- [Prompt]: All that should be output is the block of lines below from the line with "### LINKED ISSUE #6941: chore(workspace): minify" to the line with "path from 'path';", both included, exactly as written.

═══ Data extract ═══

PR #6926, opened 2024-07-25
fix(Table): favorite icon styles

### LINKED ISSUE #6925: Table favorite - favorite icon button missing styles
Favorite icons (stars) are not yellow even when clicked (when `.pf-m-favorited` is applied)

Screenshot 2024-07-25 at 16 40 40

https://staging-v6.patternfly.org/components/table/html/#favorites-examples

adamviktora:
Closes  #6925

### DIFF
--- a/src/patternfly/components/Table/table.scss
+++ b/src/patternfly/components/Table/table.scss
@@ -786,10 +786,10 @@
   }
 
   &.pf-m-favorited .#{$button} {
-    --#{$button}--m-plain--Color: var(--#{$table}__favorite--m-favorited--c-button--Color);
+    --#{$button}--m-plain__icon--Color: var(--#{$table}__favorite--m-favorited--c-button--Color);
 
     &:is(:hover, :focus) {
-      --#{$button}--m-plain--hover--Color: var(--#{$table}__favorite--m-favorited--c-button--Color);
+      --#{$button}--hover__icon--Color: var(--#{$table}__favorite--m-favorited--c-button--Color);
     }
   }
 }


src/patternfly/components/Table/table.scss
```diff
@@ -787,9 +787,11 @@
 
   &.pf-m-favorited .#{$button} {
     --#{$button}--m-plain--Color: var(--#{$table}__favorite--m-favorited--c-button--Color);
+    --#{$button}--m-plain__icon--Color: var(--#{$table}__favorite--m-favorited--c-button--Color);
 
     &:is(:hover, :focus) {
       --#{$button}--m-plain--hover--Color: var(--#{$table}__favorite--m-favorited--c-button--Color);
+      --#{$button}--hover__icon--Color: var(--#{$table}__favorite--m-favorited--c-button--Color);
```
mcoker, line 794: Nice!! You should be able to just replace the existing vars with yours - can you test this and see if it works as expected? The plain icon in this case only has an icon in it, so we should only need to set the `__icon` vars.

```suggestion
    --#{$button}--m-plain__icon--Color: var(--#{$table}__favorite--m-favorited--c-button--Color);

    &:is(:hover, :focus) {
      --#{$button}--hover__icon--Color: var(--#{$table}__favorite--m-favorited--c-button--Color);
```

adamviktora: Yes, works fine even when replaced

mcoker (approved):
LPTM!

═══
═══ Data extract ═══

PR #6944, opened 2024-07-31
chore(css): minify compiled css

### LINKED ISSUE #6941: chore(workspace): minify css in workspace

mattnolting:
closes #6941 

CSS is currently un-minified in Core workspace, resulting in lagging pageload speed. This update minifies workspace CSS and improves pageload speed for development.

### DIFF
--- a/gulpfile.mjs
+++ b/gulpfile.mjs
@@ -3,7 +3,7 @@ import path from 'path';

═══
═══ Data extract ═══

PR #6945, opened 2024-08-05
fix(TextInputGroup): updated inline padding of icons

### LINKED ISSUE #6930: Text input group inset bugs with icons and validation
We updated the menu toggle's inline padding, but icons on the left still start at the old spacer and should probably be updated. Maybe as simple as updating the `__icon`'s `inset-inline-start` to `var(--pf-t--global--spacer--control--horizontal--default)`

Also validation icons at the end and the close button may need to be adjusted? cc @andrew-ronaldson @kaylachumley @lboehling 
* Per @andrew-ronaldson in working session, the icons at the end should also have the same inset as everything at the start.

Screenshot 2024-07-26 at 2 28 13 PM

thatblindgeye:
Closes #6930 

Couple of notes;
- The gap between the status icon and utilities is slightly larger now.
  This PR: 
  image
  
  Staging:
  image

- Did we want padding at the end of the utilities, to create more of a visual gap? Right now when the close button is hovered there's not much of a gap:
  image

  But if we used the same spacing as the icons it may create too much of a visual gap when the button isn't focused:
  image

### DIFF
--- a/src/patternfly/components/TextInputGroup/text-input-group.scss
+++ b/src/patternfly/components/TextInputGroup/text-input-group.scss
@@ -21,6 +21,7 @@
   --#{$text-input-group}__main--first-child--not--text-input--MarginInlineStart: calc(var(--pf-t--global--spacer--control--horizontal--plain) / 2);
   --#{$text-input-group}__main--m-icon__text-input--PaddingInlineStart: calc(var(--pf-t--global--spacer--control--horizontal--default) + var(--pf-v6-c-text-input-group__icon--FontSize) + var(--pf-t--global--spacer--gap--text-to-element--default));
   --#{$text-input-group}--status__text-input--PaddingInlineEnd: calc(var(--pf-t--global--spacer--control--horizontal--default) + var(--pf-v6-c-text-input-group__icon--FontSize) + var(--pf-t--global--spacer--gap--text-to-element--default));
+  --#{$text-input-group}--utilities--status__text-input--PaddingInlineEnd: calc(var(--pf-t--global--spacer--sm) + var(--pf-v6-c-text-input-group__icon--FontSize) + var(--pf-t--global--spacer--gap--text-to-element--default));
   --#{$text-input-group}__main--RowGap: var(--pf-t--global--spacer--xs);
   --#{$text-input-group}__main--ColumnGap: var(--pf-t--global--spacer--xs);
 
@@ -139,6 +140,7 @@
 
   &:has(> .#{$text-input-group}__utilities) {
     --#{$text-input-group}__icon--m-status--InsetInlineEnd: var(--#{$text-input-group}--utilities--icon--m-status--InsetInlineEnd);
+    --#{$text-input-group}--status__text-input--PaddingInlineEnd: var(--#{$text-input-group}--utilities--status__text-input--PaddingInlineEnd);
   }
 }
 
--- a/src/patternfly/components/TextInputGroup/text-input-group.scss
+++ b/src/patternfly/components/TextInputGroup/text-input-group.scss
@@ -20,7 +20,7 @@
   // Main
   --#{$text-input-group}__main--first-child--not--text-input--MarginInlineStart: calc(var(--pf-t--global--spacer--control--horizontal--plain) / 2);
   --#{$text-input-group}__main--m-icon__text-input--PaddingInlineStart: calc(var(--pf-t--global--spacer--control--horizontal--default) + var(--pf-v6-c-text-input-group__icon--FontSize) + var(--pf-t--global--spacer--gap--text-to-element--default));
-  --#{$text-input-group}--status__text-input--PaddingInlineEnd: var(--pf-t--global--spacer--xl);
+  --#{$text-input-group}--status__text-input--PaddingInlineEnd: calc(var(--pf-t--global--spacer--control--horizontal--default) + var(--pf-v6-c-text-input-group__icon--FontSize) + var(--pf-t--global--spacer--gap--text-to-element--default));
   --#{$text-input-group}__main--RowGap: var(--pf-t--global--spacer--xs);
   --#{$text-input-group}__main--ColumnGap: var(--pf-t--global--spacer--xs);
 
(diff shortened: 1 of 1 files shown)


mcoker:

═══

- [Solution to this problem]:
### LINKED ISSUE #6941: chore(workspace): minify css in workspace

mattnolting:
closes #6941 

CSS is currently un-minified in Core workspace, resulting in lagging pageload speed. This update minifies workspace CSS and improves pageload speed for development.

### DIFF
--- a/gulpfile.mjs
+++ b/gulpfile.mjs
@@ -3,7 +3,7 @@ import path from 'path';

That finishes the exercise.